There is some anecdotal evidence that anxiety about the responsibility of an intern influences rural future intentions. Additionally, research has shown that urban interns have reported that they are worried about being ‘forced’ to work in non-metropolitan hospitals in their first year after graduation. This study sought to explore rural medical students’ perceptions and expectations of a rural internship and how local health services and/or their medical school can prepare them best for a rural intern position.

Methods

Four focus groups were conducted with 62 final-year medical students upon completion of a 12-month rural clinical school placement. Focus groups were audio-recorded and transcribed verbatim for thematic analysis to identify key themes.

Results

Most students have high levels of anxiety around starting work but they acknowledge that this may be exaggerated. They believe that in rural areas they get higher quality supervisory support than in urban hospitals as people know you better, whereas in the city you are more anonymous. However, the level of responsibility placed on rural interns was considered to be a double-edged sword.
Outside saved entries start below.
PR #11971, opened 2026-05-20
[Refactor] Notes

### LINKED ISSUE #7400: Notes Improvements
- Follow on from https://github.com/inventree/InvenTree/pull/7284

### Ideas

- Allow image resizing (requires that we accept a subset of HTML tags on the server)
- Consider moving "notes" to own API endpoint (like "metadata") - as potentially quite data heavy

SchrodingersGat:
- This PR represents a major refactor / rethink of how we handle notes.
- Closes https://github.com/inventree/InvenTree/issues/7400

### Example Screenshots

| Description | Screenshot |
| ---- | ---- |
| Display Mode | image |
| Edit Mode | image |
| Rendered to report | image |

### Generic Notes Table

The major item here is to move all notes into a new table, which has generic FK links to other items. This brings it into line with how we handle attachments, parameters, etc. 

### Multiple Notes

We can now specify multiple, separate notes per item. This is useful for keeping different types of notes separate - e.g. shipping instructions vs inspection instructions (for e.g.)

### Render to report

Rendering notes to reports is now greatly improved. In particular, images are correctly handled now - and can even be resized based on the specified size in the HTML content

### Editor Updates

Also introduces the possibility of a more intuitive notes editor.

~At this stage, I am trialing [BlockNote](https://www.blocknotejs.org/) - which provides navite mantine support, and provides a "notion style" editing interface.~

I am using the [Rich Text Editor](https://mantine.dev/x/tiptap/) shipped as part of the Mantine framework.

**Pros:** 

- Intuitive, "modern" editing interface
- Supports more content layout features
- Resizable images

**Cons:**

- Requires HTML formatting
- Current notes use markdown

### Tasks

- [x] Display note information (title / description / last updated by)
- [x] Allow edit notes (if user has permission)
- [x] Allow delete notes (if user has permission)
- [x] Client side sanitize of notes
- [x] Server side sanitize of notes
- [x] Support direct image upload (drag and drop / copy-paste)
- [x] Render notes in PDF reports
- [x] Ensure inline images are rendered correctly in PDF reports
- [x] Documentation
- [x] Data migration for existing notes
- [x] Data migration for existing notes image
- [x] Handle legacy "NotesImage" concept - how to detect and embed these images?
- [x] prevent navigation away when notes are dirty
- [x] Allow note selection from query params
- [x] Update demo dataset with notes / images / etc (*BEFORE* migration)
- [x] Apply data migration to demo dataset
- [x] Unit tests (backend)
- [x] Duplicate notes from existing instance - also copies embedded images
- [x] Playwright tests
- [x] Unit tests for data migrations
- [x] Remove "notes" field from any models which use the new approach
- [x] Delete the old "notes" mixin class
- [x] Support dark mode
- [x] Support localization
- [x] Remove old dependencies for simplemde
- [x] Delete old "delete_old_notes_images" task
- [x] Mark "delete_old_notes_images" task as outdated
- [x] Ensure users cannot upload notes against models they do not have permission for
- [x] Ensure users cannot upload note images against models they do not have permission for
- [x] Allow creation of note "templates" (edit via admin interface)
- [x] Create new notes from template note
- [x] Add documentation for note templates
- [x] Add some note templates to the demo dataset - https://github.com/inventree/demo-dataset/pull/122
- [ ] Update app support (display multiple notes) - https://github.com/inventree/inventree-app/issues/859
- [x] Add CHANGELOG entry

### Ideas for future work

- Add plugin to link directly to attachments
- Add plugin to link to other pages (e.g. parts / orders / etc)
- Add plugin to render admonitions
- Export notes?
- Allow notes to be "scoped" to a certain group permission


SchrodingersGat:
@matmair @wolflu05 before I go too far with this I'd be interested in your feedback around two major points:

**Data Structure Refactor**: Are we on board with the idea of supporting multiple notes per item?

**Editor**: Do you have any objections to moving to a new editor, and move to HTML notes? We will obviously have to tackle any data sanitizing required here

matmair:
I think the general idea is very good; a few points/ideas:
- I would like to see some tests in the final PR to ensure we do not leak data due to this migration
- if we already build a new model we might as well add `created`, `updated` and `created_by`, `updated_by` fields
- does a note owner make sense?
- should we add user customizable types?
- should we addnote states?
- having a special "primary" note that still renders to the api seems like a good idea; i have seen a bunch of ppl use notes fields for all kind of plugins; this change would be pretty breaking

I like blocknote as a choice, the OpenProject and a bunch of other EU sovereign gov cloud products use it.
How we save/provide notes data in the future is still a bit of a question; there is markdown support [from what I can tell](https://www.blocknotejs.org/examples/interoperability/converting-blocks-to-md). And if we are already switching data model why not use the native document format and just save a html (or markdown) representation on the side? That seems safer and better for future customizations of the editor capabilities.

Things i am unsure about:
- what does rendering to reports look like? are existing reports breaking?
- possible security problems?

wolflu05:
I also like the general idea, the current notes editor seems very limited. But I would appreciate if there would be some easy migration path from markdown based notes to the new format, and a method to render the new notes format to reports.

SchrodingersGat:
> But I would appreciate if there would be some easy migration path from markdown based notes to the new format

All markdown features should be forward-compatible. This will be fully tested. I don't want to lose any of my notes, either.

> and a method to render the new notes format to reports.

100% will be supported and tested too.

The back-end storage of the notes will be editor-agnostic HTML. So rendering to reports will be easier (ideally) than markdown.

SchrodingersGat:
@matmair @wolflu05 I have switched to using the mantine rich text editor - https://mantine.dev/x/tiptap/

The **blocknotejs** editor is not as fully featured as I would like, and even a bunch of standard markdown does not work out of the box.

docs/docs/concepts/notes.md
```diff
@@ -0,0 +1,98 @@
+---
+title: Notes
+---
+
+## Notes
+
+*Notes* allow free-form rich-text content to be written and stored against a specific object within InvenTree. Notes can be used to record observations, instructions, historical context, or any other information associated with a model instance.
+
+!!! note "Business Logic"
+    Notes are not used for any core business logic within InvenTree. They are intended to provide supplementary documentation and context for objects, which can be useful for reference, communication, or reporting purposes.
```
matmair:
```suggestion
    Notes are not to be used for any core business logic within InvenTree. They are intended to provide supplementary documentation and context for objects, which can be useful for reference, communication, or reporting purposes. Plugins should not use them for storage and opt for object metadata or custom models instead.
```

docs/docs/concepts/terminology.md
```diff
@@ -13,7 +13,7 @@ Evolves around manufacturing of parts out of other parts. It keeps track of stoc
 
 ### Part Library Management *(PLM)*
 Keeps track of BOMs, part variants, possible substitutions, versions, IPNs and further part parameters.
-PLM can also mean product lifecycle management – those systems manage all stages from design through manufacturing up to customer support and recycling.
+PLM can also mean product lifecycle management - those systems manage all stages from design through manufacturing up to customer support and recycling.
```
matmair: Question: Is there any meaning to his change?

src/backend/InvenTree/common/api.py
```diff
@@ -1455,7 +1522,7 @@ def create(self, request, *args, **kwargs):
     # Webhooks
     path('webhook/<slug:endpoint>/', WebhookView.as_view(), name='api-webhook'),
     # Uploaded images for notes
-    path('notes-image-upload/', NotesImageList.as_view(), name='api-notes-image-list'),
+    path('notes-image/', NotesImageList.as_view(), name='api-notes-image-list'),
```
matmair: Suggestion: this should be moved down to the other notes endpoints

src/backend/InvenTree/common/models.py
```diff
@@ -3011,6 +2976,225 @@ def description(self):
         return self.template.description
 
 
+class Note(
```
matmair, line 3063: Suggestion: Having a stable order identifier on the model might be interesting

src/backend/InvenTree/common/models.py
```diff
@@ -3011,6 +2976,225 @@ def description(self):
...
+            ).exclude(pk=self.pk).update(primary=False)
+
+        self.cleanup_images()
+
+    def delete(self):
+        """Perform custom delete checks before deleting a Parameter instance."""
+        self.check_delete()
+        super().delete()
+
+    def clean(self):
```
matmair, line 3181: If possible I would like to see security relevant cleaning data outside of a model class and tested independently so that missing coverage is more visible in the reports

src/backend/InvenTree/InvenTree/helpers.py
```diff
@@ -939,33 +939,46 @@ def remove_non_printable_characters(value: str, remove_newline=True) -> str:
...
         extensions=extensions,
         extension_configs=extension_configs,
         output_format='html',
     )
 
-    # nh3 sanitizer settings
+    return html
+
+
+def clean_markdown(value: str) -> str:
```
matmair: Question: Where is this used?

src/frontend/package.json
```diff
@@ -40,6 +40,9 @@
         "compile": "lingui compile --typescript"
     },
     "dependencies": {
+        "@blocknote/core": "^0.51.0",
+        "@blocknote/mantine": "^0.51.0",
+        "@blocknote/react": "^0.51.0",
```
matmair: Question: Is blocknote still required?

src/frontend/package.json
```diff
@@ -138,6 +150,11 @@
         "vite-plugin-externals": "^0.6.2",
         "vite-plugin-istanbul": "^8.0.0"
     },
+    "overrides": {
+        "@blocknote/core": {
+            "prosemirror-model": ">=1.25.4"
+        }
+    },
```
matmair, line 154: Question: is this still required?

matmair (approved):
Great effort; looks very close already!
Maybe we can merge this in the `next-breaking` branch for now?

matmair:
Can we remove django-markdownify with this? would remove a few dependencies. I have made a small demo branch for this: https://github.com/matmair/InvenTree/pull/676

src/frontend/package.json
SchrodingersGat: No, I have removed them now!

src/backend/InvenTree/InvenTree/helpers.py
SchrodingersGat: Nowhere any more, I have removed it now.

src/backend/InvenTree/common/models.py
SchrodingersGat: @matmair can you clarify this point? I'm not sure what you mean here

src/backend/InvenTree/common/models.py
SchrodingersGat: Can you propose what that would look like?

docs/docs/concepts/terminology.md
SchrodingersGat: Not sure - must have crept in from a global find-and-replace. I have reverted the change now.

src/backend/InvenTree/common/models.py
matmair: Having a field that keeps the order of the notes for that object. That could be used to set a stable order of notes in the UI. Right now the order depends on the creation order/pk if I interpret it right.

wolflu05:
Although this is a big breaking change in the InvenTree api as not only the endpoints change but also how notes are stored, i think this is a huge step forward. In general it looks good, curious what @matmair says. Unfortunately I won't have the time to do a full review.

While rural interns were allowed to do more than be a ‘paper-pusher’ this level of responsibility means they are more accountable. The majority felt that doing your first training years in a metropolitan hospital can be crucial to getting on a training program in your chosen speciality.

Conclusions

There appears to be a relatively high level of anxiety about rural internships amongst final-year medical students. Students need more targeted information around specialisation, particularly around regional training hubs, if we want to achieve higher levels of interns choosing a rural career path.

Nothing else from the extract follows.